UK PM Johnson loses London strongholds as scandals bite in local elections
Conservatives lose Westminster, Wandsworth strongholds; Seen holding on in Brexit-backing central, northern areas
LONDON: British Prime Minister Boris Johnson's Conservative Party lost control of traditional strongholds in London and suffered losses elsewhere in local elections, early results showed on Friday, as voters punished his government over a series of scandals.
Johnson's party was ousted in Wandsworth, a low-tax Conservative stronghold since 1978, part of a trend in the British capital where voters used the elections to express anger over a cost-of-living crisis and fines imposed on the prime minister for breaking his own COVID-19 lockdown rules.
For the first time, the opposition Labour Party won the council of Westminster, a district where most government institutions are located. The Conservatives also lost control of the borough of Barnet, which has been held by the party in all but two elections since 1964.
"Fantastic result, absolutely fantastic. Believe you me, this is a big turning point for us from the depths of 2019 general election," Labour leader Keir Starmer told party supporters in London.
The overall tally due later on Friday will offer the most important snapshot of public opinion since Johnson won the Conservative Party's biggest majority in more than 30 years in the 2019 national note.
The early results suggest while the Conservatives suffered in parts of its traditional southern heartlands, support for the party held up in areas of central and northern England that backed leaving the European Union in 2016.
The ballot is an electoral test for Johnson since he became the first British leader in living memory to have broken the law while in office. He was fined last month for attending a birthday gathering in his office in 2020, breaking social distancing rules then in place to curb COVID's spread.

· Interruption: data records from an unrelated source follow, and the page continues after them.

PR #9534, opened 2023-07-25
Update oss dependencies

bvaughn:
- [x] Update `react-resizable-panels` and `suspense` packages to the latest version (to fix a Preconstruct issue where some export conditions were missing files in the bundle).
- [x] Update Next.js to the latest version as well (minor version bump).


bvaughn:
I think this change broke Replay Gecko (`SyntaxError: class static blocks are not currently supported`)

Yuck. Reverted in c12c6f567b3e2447a4c992d4de6aa900350aca94

PR #9536, opened 2023-07-25
Reduce findPoints and getHitCounts protocol requests

bvaughn:
### [View Loom overview](https://www.loom.com/share/953dcf2ea49b416485af26ef81c994b3)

The loss of key councils in London, where the Conservatives were almost wiped out, will increase pressure on Johnson, who has been fighting for his political survival for months and faces the possibility of more police fines over his attendance at other lockdown-breaking gatherings.
The elections held on Thursday will decide almost 7,000 council seats, including all those in London, Scotland and Wales, and a third of the seats in most of the rest of England.
Johnson upended conventional British politics in the 2019 general election by winning and then promising to improve living standards in former industrial areas in central and northern England.
The loss of Wandsworth, Barnet and Westminster symbolises the way that Johnson, who won two terms as mayor of London, has lost his appeal in the capital. His support for Brexit has cost him support in London, where a majority of voters supported staying in the EU.
Outside the capital, the Conservatives lost overall control of councils in Southampton, Worcester and West Oxfordshire.
But the party has not done as badly as some polls had predicted. One poll in the run-up to the elections said the Conservatives could lose about 800 council seats.
John Curtice, a professor of politics at the University of Strathclyde, said early trends suggested the Conservatives were on course to lose about 250 seats. He said the results suggested Labour may not emerge as the largest party at the next election.
Oliver Dowden, the chairman of the Conservatives, said the party "had some difficult results", but that Labour was not on course to win the next general election.
However, some local Conservative council leaders called on Johnson to resign after the party's poor performance, which they blamed on him being fined and the cost-of-living crisis.
John Mallinson, Conservative leader of Carlisle city council, told the BBC that had found it "difficult to drag the debate back to local issues".
"I just don't feel people any longer have the confidence that the prime minister can be relied upon to tell the truth," he said.
Simon Bosher, the most senior Conservative in Portsmouth, said the party's leadership in Westminster needed to "take a good, long hard look in the mirror" to find out why they had lost seats.